PR #7386, opened 2025-09-18
Show the real book titles in the FAL book grid page (BL-15252)

StephenMcConnel:
This change is [Reviewable](https://reviewable.io/reviews/BloomBooks/BloomDesktop/7386)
----------------
**WORK ITEM**
Write the listing out again, word for word.

**COMPLETED TASK**
PR #7386, opened 2025-09-18
Show the real book titles in the FAL book grid page (BL-15252)

StephenMcConnel:
This change is [Reviewable](https://reviewable.io/reviews/BloomBooks/BloomDesktop/7386)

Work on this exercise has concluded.